An implementation of the Huffman code in C17.

Primary LanguageCDo What The F*ck You Want To Public LicenseWTFPL

huffman

An implementation of the Huffman code in C17.

Compatibility

The code should work on any system that supports C17 and the uint64_t datatype, including MSb-first as bit numbering is expected. Big-endian and little-endian systems are cross-compatible, except when the decoded file contains only one byte type. The last requirement is a byte consisting of 8 bits.

Building/Installation

To compile the project, run make.
The Makefile needs to be modified for non linux systems, the resulting executable is in the same directory as the Makefile and is called huffman, to install it system wide run make install. To remove it, make uninstall. Use make debug for development , the compiled binary is slower, but includes address sanitiser and debug symbols.

Usage

$ huffman help
Encodes and decodes data using huffman algorithm.

Usage:
 huffman (encode|decode) [INFILE [OUTFILE]]
 huffman help

Note:
 - may be used for stdin / stdout
 When omitting INFILE/OUTFILE, stdin/stdout is used

Performance

Benchmark on a laptop with an nvme, data is randomly generated:

encoding decoding
1 KiB 0.004s 0.003s
1 MiB 0.020s 0.031s
100 MiB 2.018s 2.982s
1 GiB 10.767s 15.782s
10 GiB 61.474s 101.383s

Limitations

The maximum depth for the tree is hardcoded to 64. This paper shows that $F_{k+2}$ is the minimum number of symbols required to create a tree of depth $k$, where $F_n$ is the nth Fibonacci number.
To build a tree of depth 65 (which would fail), you'd need $F_{67}$ bytes.

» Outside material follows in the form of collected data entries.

PR #3025, opened 2023-02-17
feat: adding template support into the configmap

ts-mini:
#### PR Checklist

- [x] CHANGELOG updated
- [ ] Documentation added
- [ ] Tests updated

## Context
[Due to previous conversations in this PR](https://github.com/grafana/agent/pull/2922) I propose the following change.  This allows us/users to provide references `{{ .Values.someAbitraryKey }}` inside their configMap string-block that will interpolate based on values provided rather than mergeOverwrite with a structured block.  

One specific use case this enables is the use of `helm secrets` whose secret values (integrations/basic, basic auth, etc) can be stored in a separate (encrypted) file but used inside the string configuration block

### DIFF
--- a/operations/helm/charts/grafana-agent/CHANGELOG.md
+++ b/operations/helm/charts/grafana-agent/CHANGELOG.md
@@ -9,6 +9,9 @@ internal API changes are not present.
 
 Unreleased
 ----------
+### Enhancements
+- Helm chart: Add support for templates inside of configMap.content (@ts-mini)
+
 
 0.6.0 (2023-02-13)
 ------------------
--- a/operations/helm/charts/grafana-agent/README.md
+++ b/operations/helm/charts/grafana-agent/README.md
@@ -28,7 +28,7 @@ use the older mode (called "static mode"), set the `agent.mode` value to
 
 | Key | Type | Default | Description |
 |-----|------|---------|-------------|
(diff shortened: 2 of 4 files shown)


rfratto:
Ah, interesting, this seems like a good idea. 

I'm not super familiar with the Helm ecosystem; do you have a sense for how common doing this kind of templating is?

ts-mini:
> Ah, interesting, this seems like a good idea.
> 
> I'm not super familiar with the Helm ecosystem; do you have a sense for how common doing this kind of templating is?

So it is actually super common - even internal to grafana charts.  Here are some links below
https://github.com/grafana/loki/blob/main/production/helm/loki/values.yaml#L80
https://github.com/grafana/loki/blob/main/production/helm/loki/values.yaml#L101
https://github.com/grafana/mimir/blob/main/operations/helm/charts/mimir-distributed/templates/_config-render.tpl#L1

[and `bitnami` actually has in in their `common` chart which is used ALL OVER](https://github.com/bitnami/charts/blob/main/bitnami/common/templates/_tplvalues.tpl)

rfratto:
Great, good to know it's common so it won't be surprising to people. Can you update the doc comment for `.Values.agent.configMap.content` to note that it's a templated string?

rfratto (approved):
Sorry for the delay on the review, we've been busy preparing for an upcoming release.

LGTM, thanks!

So this Huffman implementation should not fail for up to $F_{67}-1$ bytes, or about $44.94557021$ TiB.
There is another limit: the frequency per symbol. The frequency of each symbol is stored as uint64_t, so each symbol can occur at most $2^{64}-1$ times, which is about $1.844674407\cdot10^{19}$ or $16'777'216$ TiB.
The absolute limit that this Huffman implementation can handle is when each symbol frequency is maxed out, so $2^8\cdot2^{64}=2^{72}$, about $4'294'967'296$ TiB.

The file format

The file format has a simple structure, first the tree is decoded, then comes the encoded data, and the last three bits indicate the number of significant bits in the last byte.
The tree is stored as described here:

  • Start at root
  • go left, write 0
    • If leaf, write 1, then symbol, continue
    • If not leaf, repeat this step
  • go right, write 0
    • If leaf, write 1, then symbol, continue
    • If not leaf, repeat this step

There is a special case when only one type of symbol is encoded, e.g. "AAA". Then the first bit is 1, the second byte is the symbol to decode and the following 8 bytes are the frequency of the symbol as uint64_t. Only this scenario isn't cross-compatible between little-endian and big-endian.